== Exercise instructions ==
Among the entries below, please show each line that carries the word "SilentlyContinue".

== Input data ==
PR #551, opened 2026-08-03
ci(windows-e2e): stop the teardown net failing open

LukasWodka:
The `always()` safety-net teardown ran `k3d cluster delete` via `Start-Process` with **no** `-ErrorAction Stop`, **no** null-check on `$p`, inside an **empty catch**, and the step never set `$ErrorActionPreference`.

So a **spawn failure** left `$p` null → `$p.HasExited` threw → the empty catch ate it → the shared runner kept a leftover `tbe2ewin` cluster. That is the exact state this net exists to clear, and the one that sends the next run's `New-K3dCluster` down its reuse path for a **false PASS** with no real create — the same false-green class as `#544`, one layer up in the workflow rather than the driver script.

**Fix:** `$ErrorActionPreference = 'Stop'`, explicit null-check, a timeout-kill that surfaces instead of hiding, and an exit-code check. On failure it does **not** fail the run — this is `always()` teardown and the run is already over — but emits a `::warning::` naming the stale cluster and the manual remedy, so a leftover can never be silent again.

Found by Bugbot on the release-train staging hop (`client#542`), High.

Refs: tracebloc/backend#1426

---

> [!NOTE]
> **Low Risk**
> CI-only PowerShell in an `always()` teardown step; behavior change is better observability and stricter delete validation without altering the main e2e driver or installer.
> 
> **Overview**
> The Windows e2e **`always()` teardown** step no longer **fails open** when `k3d cluster delete` does not actually run or finish.
> 
> It sets **`$ErrorActionPreference = 'Stop'`**, validates that **`Start-Process`** returned a process, treats **120s timeout + kill** and **non-zero exit** as failures instead of swallowing them, and replaces the **empty `catch`** with a **`::warning::`** that names **`tbe2ewin`**, the reuse-path false-pass risk, and the manual delete command. Successful deletes log confirmation; the step still **does not fail the job** on teardown errors.
> 
> <sup>Reviewed by [Cursor Bugbot](https://cursor.com/bugbot) for commit 9020bbbe0244091fe387ab53284282ce73519375. Bugbot is set up for automated code reviews on this repo. Configure [here](https://www.cursor.com/dashboard/bugbot).</sup>

### DIFF
--- a/.github/workflows/windows-e2e.yaml
+++ b/.github/workflows/windows-e2e.yaml
@@ -80,9 +80,28 @@ jobs:
           # net for a driver that died before its finally ran, plus the data-dir cleanup we
           # deliberately deferred so the log survived for the upload above. Bound the delete
           # so a wedged Docker/WSL teardown can't hang the shared runner (#436 Bugbot).
+          # The delete must not fail OPEN. This net exists precisely because a leftover
+          # tbe2ewin cluster on the shared runner sends the NEXT run's New-K3dCluster down
+          # its reuse path and yields a false PASS with no real create (#542 Bugbot). The
+          # old form swallowed everything in an empty catch: Start-Process without
+          # -ErrorAction Stop, and no null-check on $p, so a SPAWN failure left $p null,
+          # $p.HasExited threw, the catch ate it, and the stale cluster survived unseen.
+          $ErrorActionPreference = 'Stop'
+          $deleted = $false
           try {
             $p = Start-Process k3d -ArgumentList "cluster","delete",$env:CLUSTER_NAME -NoNewWindow -PassThru
+            if ($null -eq $p) { throw "k3d cluster delete did not start (Start-Process returned null)" }
             $p | Wait-Process -Timeout 120 -ErrorAction SilentlyContinue
-            if (-not $p.HasExited) { $p | Stop-Process -Force -ErrorAction SilentlyContinue }
-          } catch { }
+            if (-not $p.HasExited) {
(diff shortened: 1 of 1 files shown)


shujaatTracebloc (approved):
Reviewed and verified locally.

The rewrite fully closes the fail-open: with `$ErrorActionPreference = 'Stop'` plus the explicit `if ($null -eq $p) throw` guard, a Start-Process spawn failure can no longer leave $p null and blow up `$p.HasExited` inside an empty catch — the exact path that let a stale `tbe2ewin` cluster survive unseen. Timeout (force-kill → throw), non-zero exit code, and null-process are each surfaced; on any of them the always() step emits a `::warning::` naming the cluster and the manual `k3d cluster delete` remedy rather than swallowing it, and correctly does not fail the already-finished run.

Checked the edges:
- `k3d cluster delete` is idempotent (exit 0 when the cluster is absent, per #544), so a teardown running after the driver's own finally already deleted the cluster exits 0 → logs 'deleted', no spurious warning.
- `$ErrorActionPreference` is scoped to this run: step (fresh shell per step, no leak).
- The deferred data-dir `Remove-Item` stays outside the try/catch and still always runs; its per-command `-ErrorAction SilentlyContinue` overrides the Stop preference.

windows-e2e.yaml parses as valid YAML; teardown step is guarded by `if: always()`. All CI green incl. Cursor Bugbot; no open review threads. Correct that the heavy E2E/Prereqs jobs are path-filtered out for a workflow-only change. LGTM.

PR #566, opened 2026-08-03
chore(seal-check): adopt e2e-common lib + pin probe HOST (#541 fast-follow)

LukasWodka:
## #541 fast-follow (promised on review)

Now that #550 (shared `e2e-common.sh`) and #541 (the seal-check runner) are both on develop:

- **`e2e-seal-check.sh` adopts the shared lib** — sources `scripts/tests/lib/e2e-common.sh` and uses `e2e_isolate_env` / `e2e_install_prereqs` like the other `e2e-*.sh` (drops the inlined isolation-env + install block). Keeps its own `NS=$CLUSTER_NAME` and local `fail()`.
- **HOST hardening** (@saqlainsyed007 nit): the probe host is now a single `$HOST` var that the install pins via `--set networkPolicy.training.enforcementProbeHost="$HOST"` AND the positive control targets — so the enforcement probe and the positive control can never drift onto different hosts (was: `HOST` hardcoded while the probe used the chart default).

Verified: `shellcheck --severity=error/warning` clean; `helm template` renders the probe Job with `HOST=1.1.1.1` pinned + `TIMEOUT=240`. Targets `develop`.

---

> [!NOTE]
> **Low Risk**
> Test-harness refactor and explicit Helm value for probe host; no production runtime or auth changes.
> 
> **Overview**
> **`e2e-seal-check.sh`** now follows the same bring-up pattern as the other `e2e-*.sh` scripts by sourcing `scripts/tests/lib/e2e-common.sh` and calling **`e2e_isolate_env tbseal`** and **`e2e_install_prereqs`** instead of inlined cluster isolation and kubectl/k3d/helm install logic. Script-specific pieces (`NS=$CLUSTER_NAME`, local **`fail()`**, chart install, and seal-check flow) are unchanged.
> 
> The egress **probe host is a single `$HOST` (1.1.1.1)** passed to Helm via **`--set networkPolicy.training.enforcementProbeHost="$HOST"`**, so the chart enforcement Job and the **positive-control** curl in `default` always target the same host—avoiding drift between a hardcoded control and the chart default.
> 
> <sup>Reviewed by [Cursor Bugbot](https://cursor.com/bugbot) for commit c263ac70c5b0ccdb6a9714319916c230eb64756e. Bugbot is set up for automated code reviews on this repo. Configure [here](https://www.cursor.com/dashboard/bugbot).</sup>

### DIFF
--- a/scripts/tests/e2e-seal-check.sh
+++ b/scripts/tests/e2e-seal-check.sh
@@ -25,14 +25,13 @@ HERE="$(cd "$(dirname "${BASH_SOURCE[0]}")" && pwd)"
 LIB="$HERE/../lib"
 CHART_DIR="$HERE/../../client"
 
-# Isolated cluster + release so we never touch a real 'tracebloc' install, and
-# opt out of autostart so create_cluster never reconfigures the host's Docker
-# restart policy / runs `systemctl enable docker` (matches the sibling e2e-*.sh).
-export CLUSTER_NAME="${CLUSTER_NAME:-tbseal}"
-export TRACEBLOC_NO_AUTOSTART=1
-# Derive NS from CLUSTER_NAME so `CLUSTER_NAME=foo bash ...` isolates a second
-# run under ONE name — cluster + release + namespace move together instead of
-# splitting the run's identity across two names (Saqlain review).
+# Shared bring-up contract (isolation env + tool-install prereqs), same as the
+# sibling e2e-*.sh.
+# shellcheck source=/dev/null
+source "$HERE/lib/e2e-common.sh"
+e2e_isolate_env tbseal
+# NS follows CLUSTER_NAME so a CLUSTER_NAME override isolates a whole run under
+# ONE name — cluster + release + namespace move together (Saqlain review).
 NS="$CLUSTER_NAME"
 
 # shellcheck source=/dev/null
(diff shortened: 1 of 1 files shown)


saadqbal (approved):

scripts/tests/e2e-seal-check.sh
```diff
@@ -25,14 +25,13 @@ HERE="$(cd "$(dirname "${BASH_SOURCE[0]}")" && pwd)"
...
-# restart policy / runs `systemctl enable docker` (matches the sibling e2e-*.sh).
-export CLUSTER_NAME="${CLUSTER_NAME:-tbseal}"
-export TRACEBLOC_NO_AUTOSTART=1
-# Derive NS from CLUSTER_NAME so `CLUSTER_NAME=foo bash ...` isolates a second
-# run under ONE name — cluster + release + namespace move together instead of
-# splitting the run's identity across two names (Saqlain review).
+# Shared bring-up contract (isolation env + tool-install prereqs), same as the
+# sibling e2e-*.sh.
+# shellcheck source=/dev/null
+source "$HERE/lib/e2e-common.sh"
```
saqlainsyed007, line 31: Optional / non-blocking (pre-existing pattern, matches all sibling `e2e-*.sh`):

`e2e-common.sh` is sourced via a hardcoded `"$HERE/lib/e2e-common.sh"` (→ `scripts/tests/lib/`), while `LIB="$HERE/../lib"` (→ `scripts/lib/`) is the var used for `common.sh`/`setup-linux.sh`/`cluster.sh`/`preflight.sh`. So the script has two lib roots and only one is captured in a variable — a future relocation of the helpers could update `LIB` and miss this line (or vice-versa). Not worth churning here given it mirrors the siblings, just noting it.

saqlainsyed007 (commented):
Reviewed at high effort (8 finder angles + cross-file/removed-behavior trace). This holds up well — clean, well-scoped fast-follow.

**What I verified:**
- The deleted inlined isolation + prereq block is faithfully reproduced by `e2e_isolate_env` / `e2e_install_prereqs`; the only net changes are the intentional `export USER` and `fail`→`error` for the docker check (both `exit 1`, both matching the sibling `e2e-*.sh`).
- Sourcing contract respected: `e2e_install_prereqs` (resolves `has`/`error`/`install_*` at call time) runs *after* `common.sh` + `setup-linux.sh` are sourced, identical ordering to `e2e-cluster.sh`.
- The `HOST` pinning does what it claims — `--set …enforcementProbeHost="$HOST"` and the positive control both derive from the single `HOST=1.1.1.1`, closing the hardcoded-vs-chart-default drift.
- `e2e-common.sh` itself is untouched, so no other consumer of the shared helpers is affected.

No correctness issues. One optional maintainability nit inline — non-blocking; LGTM.

saqlainsyed007 (approved):
LGTM — clean fast-follow. Verified the shared-lib adoption preserves the inlined behavior (only the intentional `export USER` and `fail`→`error` deltas), the sourcing/call ordering matches the sibling e2e scripts, and the single `HOST=1.1.1.1` now feeds both the Helm `--set` and the positive control so the probe/control can no longer drift. The one inline note is optional/non-blocking.

PR #570, opened 2026-08-03
fix(chart): requests-proxy honours a pinned digest for imagePullPolicy (#552)

shujaatTracebloc:
## What & why

Narrow, safe part of #552 (control-plane restart resilience). `requests-proxy` **hardcoded `imagePullPolicy: Always`** even though its image line already read `images.requestsProxy.digest` — so a pinned digest was silently ignored for the pull policy, and every pod restart re-pulled the image even when it was already cached in containerd. That's the same offline-restart fragility class as the incident, and it's an outright inconsistency bug (the other control-plane deployments are already digest-aware).

## Change

`client/templates/requests-proxy-deployment.yaml` — pull policy now mirrors jobs-manager / pods-monitor / resource-monitor:

- `images.requestsProxy.digest` **set** → `repo@digest` + `IfNotPresent` (restart-safe offline)
- `images.requestsProxy.digest` **empty** (default) → `repo:tag` + `Always` (**unchanged** default behaviour)

Verified by render: default → `docker.io/tracebloc/jobs-manager:prod` + `Always`; with a digest → `…@sha256:…` + `IfNotPresent`.

## Tests

`client/tests/requests_proxy_test.yaml` — **+2** helm-unittest cases: default floats on the tag with `Always`; a set digest renders `repo@digest` + `IfNotPresent`. Suite green (13/13).

`client/Chart.yaml` 1.9.11 → **1.9.12** (chart-content change requires a bump).

## Scope

This is deliberately only the requests-proxy bug. The **broader** offline-restart update-model change for the always-running images — `jobs-manager`/`pods-monitor` are updated by the image-refresh CronJob via `rollout restart`, which *relies* on `Always`, and `resource-monitor` isn't refreshed at all — is a real design decision (digest-pin à la `ingestor.prodDigest`, vs. digest-on-update in image-refresh) and is tracked in **#569**.

Part of #552.

---

> [!NOTE]
> **Low Risk**
> Narrow Helm template fix with unchanged default behaviour when no digest is set; covered by new unit tests.
> 
> **Overview**
> **requests-proxy** no longer hardcodes `imagePullPolicy: Always` when `images.requestsProxy.digest` is set. Pull policy now matches jobs-manager, pods-monitor, and resource-monitor: pinned digest → `repo@digest` + `IfNotPresent` (restart without registry); no digest → tag + `Always` (unchanged default).
> 
> Helm unittest adds two cases for default vs digest-pinned rendering. Chart version **1.9.11 → 1.9.12**.
> 
> <sup>Reviewed by [Cursor Bugbot](https://cursor.com/bugbot) for commit 97611facf42b6c3ba6aef37bc6ed929edacc247d. Bugbot is set up for automated code reviews on this repo. Configure [here](https://www.cursor.com/dashboard/bugbot).</sup>

### DIFF
--- a/client/Chart.yaml
+++ b/client/Chart.yaml
@@ -2,8 +2,8 @@ apiVersion: v2
 name: client
 description: A unified Helm chart for tracebloc on AKS, EKS, bare-metal, and OpenShift
 type: application
-version: 1.9.11
-appVersion: "1.9.11"
+version: 1.9.12
+appVersion: "1.9.12"
 keywords:
   - tracebloc
   - kubernetes
--- a/client/templates/requests-proxy-deployment.yaml
+++ b/client/templates/requests-proxy-deployment.yaml
@@ -22,8 +22,12 @@ spec:
           type: RuntimeDefault
       containers:
         - name: proxy
-          image: {{ include "tracebloc.image" (dict "repository" "tracebloc/jobs-manager" "tag" .Values.env.CLIENT_ENV "digest" (dig "requestsProxy" "digest" "" .Values.images) "registry" "docker.io") | quote }}
-          imagePullPolicy: Always
+          {{- $rpDigest := (dig "requestsProxy" "digest" "" .Values.images) }}
+          image: {{ include "tracebloc.image" (dict "repository" "tracebloc/jobs-manager" "tag" .Values.env.CLIENT_ENV "digest" $rpDigest "registry" "docker.io") | quote }}
+          # digest set -> repo@digest + IfNotPresent (restart-safe offline); empty ->
+          # repo:tag + Always. Was hardcoded Always, which ignored a pinned digest and
+          # re-pulled on every restart even when the image was already cached (#552).
+          imagePullPolicy: {{ if $rpDigest }}IfNotPresent{{ else }}Always{{ end }}
           workingDir: /app
           command: ["python", "-m", "gunicorn"]
           args:
--- a/client/tests/requests_proxy_test.yaml
+++ b/client/tests/requests_proxy_test.yaml
@@ -79,6 +79,30 @@ tests:
           path: spec.template.spec.containers[0].image
           pattern: "^docker\\.io/tracebloc/jobs-manager[:@]"
 
+  - it: floats on the tag with imagePullPolicy Always when no digest is pinned (default)
+    asserts:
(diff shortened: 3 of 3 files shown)


aptracebloc (approved):
@shujaatTracebloc — **Approved.** Clean parity fix. What I verified:

- **✅ requests-proxy was the sole outlier.** The other first-party floating-tag deployments already use the identical `{{ if digest }}IfNotPresent{{ else }}Always{{ end }}` idiom — jobs-manager (`.Values.images.jobsManager.digest`), pods-monitor, and resource-monitor all match. This brings requests-proxy into line. The two hardcoded-`IfNotPresent` templates (egress-proxy/squid, mysql-client) are correctly-pinned third-party images, not the same bug — so no other deployment carries this latent issue.
- **✅ Live-settable, not inert** — `images.requestsProxy.digest` is in `values.schema.json` and the unittest's `set:` exercises it end-to-end (renders `repo@digest` + `IfNotPresent`); the `dig "requestsProxy" "digest" ""` accessor is the safest null-nav form.
- **✅ Chart version bumped** 1.9.11 → 1.9.12 (correct Helm convention), and both branches (tag→Always, digest→IfNotPresent) are pinned by the new helm-unittest cases (CI-run).
- No R8 manifest concern — this is chart territory, not the installer sub-scripts.

(Verification note: my local `helm template --show-only` didn't emit — a missing-value/path quirk, not a fix defect, since the template is ungated and the unittest renders it cleanly. Relied on the source-parity check + the CI unittest cases + the schema check.)

## ⚪ Nits (non-blocking)
- The chart now has three idioms for the same digest null-navigation: `dig …` (this PR, safest), resource-monitor's `default (dict)` chaining, and jobs-manager's direct `.Values.images.jobsManager.digest` (which would error if `images.jobsManager` were absent). Not this PR's problem — it picked the safest — but they'd read more consistently converged.
- Worth flagging for context: requests-proxy runs the *jobs-manager image* (shared, different command) pinned via its own `requestsProxy.digest` key, so it can be pinned independently of `jobsManager.digest` — and the fix correctly honors the proxy's own key.

Minimal, correct, closes a real "re-pull on every restart / not offline-safe when pinned" gap. Touches your code-owned `client/templates/`, so Asad's code-owner review is the backstop; this is the second set of eyes.

PR #591, opened 2026-08-04
fix(installer): pin -Encoding UTF8 on install-log writes

LukasWodka:
Bugbot flagged this on the develop→staging promotion (client#589). `Set-Content`/`Add-Content` for the curated installer log default to PowerShell 5.1's ANSI encoding, which corrupts non-ASCII host paths/messages in the log operators send with `-Diagnose`. Every other writer in `install-k8s.ps1` already pins `-Encoding UTF8`; this makes the two log writers (L161 Add-Content, L590 Set-Content) consistent. No behaviour change otherwise.

---

> [!NOTE]
> **Low Risk**
> Installer logging and diagnose packaging only; no cluster install or auth behavior changes.
> 
> **Overview**
> Fixes **mojibake** in the Windows installer’s curated log and `-Diagnose` support bundle when paths or messages contain non-ASCII characters (#591).
> 
> **`Log()`** now appends with **`-Encoding UTF8`**. The install log header is created via **`WriteAllText` with UTF-8 no BOM** instead of `Set-Content -Encoding UTF8`, which would prepend a BOM on PowerShell 5.1. **`Edit-Redaction`** reads collected files with **`-Encoding UTF8`** so BOM-less logs decode correctly on PS 5.1. **`scripts/manifest.sha256`** is updated for `install-k8s.ps1`.
> 
> <sup>Reviewed by [Cursor Bugbot](https://cursor.com/bugbot) for commit a4b58a74632d921cf12a08074d4e9aab7573543d. Bugbot is set up for automated code reviews on this repo. Configure [here](https://www.cursor.com/dashboard/bugbot).</sup>


scripts/install-k8s.ps1
```diff
@@ -618,7 +618,7 @@ function Start-InstallLog {
   # on-screen output: no user PII, no tracebloc internals. Best-effort — if the
   # file can't be created, logging silently no-ops and the install continues.
   try {
-    Set-Content -Path $LOG_FILE -Value "tracebloc client installer log - $(Get-Date -Format 'yyyy-MM-dd HH:mm:ss')" -ErrorAction Stop
+    Set-Content -Path $LOG_FILE -Value "tracebloc client installer log - $(Get-Date -Format 'yyyy-MM-dd HH:mm:ss')" -Encoding UTF8 -ErrorAction Stop
```
saqlainsyed007: Non-blocking: on Windows PowerShell 5.1 (the env this PR targets) `-Encoding UTF8` emits a UTF-8 **BOM**, so the raw `install-*.log` now starts with `EF BB BF` (this `Set-Content` creates the file with the BOM; the `Add-Content` at L162 then appends without re-adding it). It's harmless in the `-Diagnose` bundle since `Edit-Redaction` reads via `Get-Content -Raw` and rewrites no-BOM, but it diverges from the file's own no-BOM convention (`New-Object System.Text.UTF8Encoding($false)` at L1780/L1829/L4225). If you want a clean UTF-8 log, the no-BOM writer used elsewhere would be more consistent — but this is purely cosmetic, not a blocker.

saqlainsyed007 (dismissed):
Approving — clean, low-risk fix. I recomputed the SHA-256 of the new `install-k8s.ps1` and it matches the updated `manifest.sha256` line exactly, and the old hash isn't pinned anywhere else, so the bootstrap integrity check stays green. The ANSI→UTF-8 change correctly fixes the non-ASCII corruption and is consistent with the file's other `-Encoding UTF8` writers.

One non-blocking note left inline.

scripts/install-k8s.ps1
LukasWodka: Good catch — fixed in 235fca6. The log-init `Set-Content` now uses the file's own no-BOM writer (`[System.IO.File]::WriteAllText($LOG_FILE, …, (New-Object System.Text.UTF8Encoding($false)))`, matching L1780/L1829/L4226), so the file no longer starts with `EF BB BF`. The `Add-Content` append path is unchanged since — as you noted — it appends UTF-8 without re-adding a BOM to the existing file. Thanks for the review.

shujaatTracebloc (approved):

== Solved problem ==
             $p | Wait-Process -Timeout 120 -ErrorAction SilentlyContinue
-            if (-not $p.HasExited) { $p | Stop-Process -Force -ErrorAction SilentlyContinue }
- The deferred data-dir `Remove-Item` stays outside the try/catch and still always runs; its per-command `-ErrorAction SilentlyContinue` overrides the Stop preference.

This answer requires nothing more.